[Opening Data for processing section]

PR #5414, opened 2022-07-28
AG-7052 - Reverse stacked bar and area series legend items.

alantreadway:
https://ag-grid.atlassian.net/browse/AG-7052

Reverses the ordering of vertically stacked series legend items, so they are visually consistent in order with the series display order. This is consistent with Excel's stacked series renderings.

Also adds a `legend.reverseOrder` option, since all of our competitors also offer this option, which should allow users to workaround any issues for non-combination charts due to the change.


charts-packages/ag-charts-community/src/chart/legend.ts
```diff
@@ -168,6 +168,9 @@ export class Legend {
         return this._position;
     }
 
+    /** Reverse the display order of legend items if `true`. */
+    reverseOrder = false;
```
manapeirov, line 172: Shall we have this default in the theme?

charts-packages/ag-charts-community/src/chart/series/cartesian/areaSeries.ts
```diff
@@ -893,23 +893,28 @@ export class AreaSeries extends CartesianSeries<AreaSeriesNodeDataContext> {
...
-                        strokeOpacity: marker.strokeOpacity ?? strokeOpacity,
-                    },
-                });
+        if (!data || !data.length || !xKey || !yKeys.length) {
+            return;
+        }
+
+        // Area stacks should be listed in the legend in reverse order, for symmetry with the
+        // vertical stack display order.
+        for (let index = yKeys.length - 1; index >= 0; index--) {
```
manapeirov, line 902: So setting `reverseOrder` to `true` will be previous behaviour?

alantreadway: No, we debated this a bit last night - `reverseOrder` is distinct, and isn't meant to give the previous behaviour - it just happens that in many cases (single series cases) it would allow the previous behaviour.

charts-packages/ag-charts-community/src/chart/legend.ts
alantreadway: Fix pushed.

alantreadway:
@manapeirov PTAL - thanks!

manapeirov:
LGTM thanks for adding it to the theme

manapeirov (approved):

[Closing Data for processing section]
[Opening Data for processing section]

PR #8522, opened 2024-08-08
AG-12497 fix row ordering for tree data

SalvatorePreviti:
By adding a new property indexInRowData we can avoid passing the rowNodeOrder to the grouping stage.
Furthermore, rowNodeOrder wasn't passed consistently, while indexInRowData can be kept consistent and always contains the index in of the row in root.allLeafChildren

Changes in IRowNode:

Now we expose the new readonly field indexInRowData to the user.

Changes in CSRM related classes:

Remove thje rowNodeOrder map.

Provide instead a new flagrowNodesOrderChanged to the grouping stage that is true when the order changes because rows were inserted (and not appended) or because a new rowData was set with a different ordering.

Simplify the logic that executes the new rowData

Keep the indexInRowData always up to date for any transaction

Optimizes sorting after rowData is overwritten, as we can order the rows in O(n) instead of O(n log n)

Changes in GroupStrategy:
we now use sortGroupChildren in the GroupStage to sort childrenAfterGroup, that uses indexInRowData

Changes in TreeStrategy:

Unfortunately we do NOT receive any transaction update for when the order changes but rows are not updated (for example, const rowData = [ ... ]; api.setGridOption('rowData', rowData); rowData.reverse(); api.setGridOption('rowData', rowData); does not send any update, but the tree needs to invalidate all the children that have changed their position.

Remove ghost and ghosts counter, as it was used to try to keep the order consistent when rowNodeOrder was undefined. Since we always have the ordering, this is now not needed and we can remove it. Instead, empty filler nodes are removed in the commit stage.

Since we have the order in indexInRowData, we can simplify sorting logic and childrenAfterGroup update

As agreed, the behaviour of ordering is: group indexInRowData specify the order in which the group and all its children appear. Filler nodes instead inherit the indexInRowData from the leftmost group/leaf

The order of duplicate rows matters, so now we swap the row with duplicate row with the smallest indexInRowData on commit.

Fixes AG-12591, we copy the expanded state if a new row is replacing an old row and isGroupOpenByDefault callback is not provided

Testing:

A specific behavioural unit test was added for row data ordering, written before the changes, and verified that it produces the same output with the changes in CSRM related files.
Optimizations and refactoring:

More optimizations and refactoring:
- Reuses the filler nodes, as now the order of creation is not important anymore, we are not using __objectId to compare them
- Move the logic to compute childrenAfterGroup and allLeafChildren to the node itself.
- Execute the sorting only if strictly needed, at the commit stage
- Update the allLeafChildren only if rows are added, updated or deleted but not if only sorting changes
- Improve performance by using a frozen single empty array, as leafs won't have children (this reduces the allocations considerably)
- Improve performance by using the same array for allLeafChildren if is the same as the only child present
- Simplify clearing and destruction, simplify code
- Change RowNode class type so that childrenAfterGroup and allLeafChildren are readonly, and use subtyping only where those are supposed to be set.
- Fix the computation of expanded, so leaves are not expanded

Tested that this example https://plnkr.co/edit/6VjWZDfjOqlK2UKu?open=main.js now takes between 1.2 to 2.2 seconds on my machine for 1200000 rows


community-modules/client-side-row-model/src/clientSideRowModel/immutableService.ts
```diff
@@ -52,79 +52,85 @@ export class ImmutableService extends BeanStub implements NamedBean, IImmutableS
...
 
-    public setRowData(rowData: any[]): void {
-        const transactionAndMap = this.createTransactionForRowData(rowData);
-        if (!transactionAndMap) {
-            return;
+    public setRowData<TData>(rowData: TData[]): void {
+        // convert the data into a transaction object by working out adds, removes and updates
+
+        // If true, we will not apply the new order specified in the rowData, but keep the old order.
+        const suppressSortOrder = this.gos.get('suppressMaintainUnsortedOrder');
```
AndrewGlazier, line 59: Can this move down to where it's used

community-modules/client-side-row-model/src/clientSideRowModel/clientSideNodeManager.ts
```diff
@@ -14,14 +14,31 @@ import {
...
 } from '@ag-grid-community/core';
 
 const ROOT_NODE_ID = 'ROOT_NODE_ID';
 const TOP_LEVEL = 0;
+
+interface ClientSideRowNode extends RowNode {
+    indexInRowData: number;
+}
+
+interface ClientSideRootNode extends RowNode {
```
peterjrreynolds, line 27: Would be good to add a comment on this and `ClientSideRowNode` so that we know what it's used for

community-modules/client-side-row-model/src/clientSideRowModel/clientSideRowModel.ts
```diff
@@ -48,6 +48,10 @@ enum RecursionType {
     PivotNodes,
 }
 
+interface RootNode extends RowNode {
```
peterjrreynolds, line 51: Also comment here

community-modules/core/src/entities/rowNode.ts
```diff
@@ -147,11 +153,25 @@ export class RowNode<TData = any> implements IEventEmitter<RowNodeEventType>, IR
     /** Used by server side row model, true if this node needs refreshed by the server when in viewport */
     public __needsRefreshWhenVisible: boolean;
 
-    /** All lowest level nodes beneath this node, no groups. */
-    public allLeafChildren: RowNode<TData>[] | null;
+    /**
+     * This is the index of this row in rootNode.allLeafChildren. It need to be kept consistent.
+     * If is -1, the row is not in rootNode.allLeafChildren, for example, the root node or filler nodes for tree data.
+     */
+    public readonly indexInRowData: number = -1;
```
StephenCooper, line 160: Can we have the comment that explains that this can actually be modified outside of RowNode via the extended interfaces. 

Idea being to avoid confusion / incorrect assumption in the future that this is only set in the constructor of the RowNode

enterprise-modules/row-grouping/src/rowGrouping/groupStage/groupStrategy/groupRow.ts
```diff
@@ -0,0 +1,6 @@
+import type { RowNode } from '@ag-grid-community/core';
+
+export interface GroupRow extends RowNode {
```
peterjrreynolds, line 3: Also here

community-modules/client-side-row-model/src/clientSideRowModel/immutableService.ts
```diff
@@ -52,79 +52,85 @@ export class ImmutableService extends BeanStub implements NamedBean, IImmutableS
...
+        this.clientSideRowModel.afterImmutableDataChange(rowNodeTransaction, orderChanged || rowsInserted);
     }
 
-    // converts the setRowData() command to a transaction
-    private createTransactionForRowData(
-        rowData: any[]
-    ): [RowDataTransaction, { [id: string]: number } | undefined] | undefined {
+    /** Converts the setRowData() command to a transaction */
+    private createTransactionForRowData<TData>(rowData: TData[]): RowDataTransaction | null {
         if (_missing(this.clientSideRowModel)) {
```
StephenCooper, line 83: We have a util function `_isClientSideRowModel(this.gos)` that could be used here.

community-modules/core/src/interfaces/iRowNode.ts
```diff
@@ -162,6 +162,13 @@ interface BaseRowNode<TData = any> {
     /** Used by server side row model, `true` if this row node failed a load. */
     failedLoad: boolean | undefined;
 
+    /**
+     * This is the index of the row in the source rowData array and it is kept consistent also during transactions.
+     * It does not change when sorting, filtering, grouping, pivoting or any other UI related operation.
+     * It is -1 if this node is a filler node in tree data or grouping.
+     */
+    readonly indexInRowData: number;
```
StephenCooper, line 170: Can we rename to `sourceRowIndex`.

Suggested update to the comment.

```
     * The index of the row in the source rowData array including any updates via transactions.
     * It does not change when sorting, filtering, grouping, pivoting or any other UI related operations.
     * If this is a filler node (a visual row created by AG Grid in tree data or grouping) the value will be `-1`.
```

[Closing Data for processing section]

» Exercise requirements
Look through the material and copy each line that has "alantreadway".

» Answer box
alantreadway:
alantreadway: No, we debated this a bit last night - `reverseOrder` is distinct, and isn't meant to give the previous behaviour - it just happens that in many cases (single series cases) it would allow the previous behaviour.
alantreadway: Fix pushed.
alantreadway:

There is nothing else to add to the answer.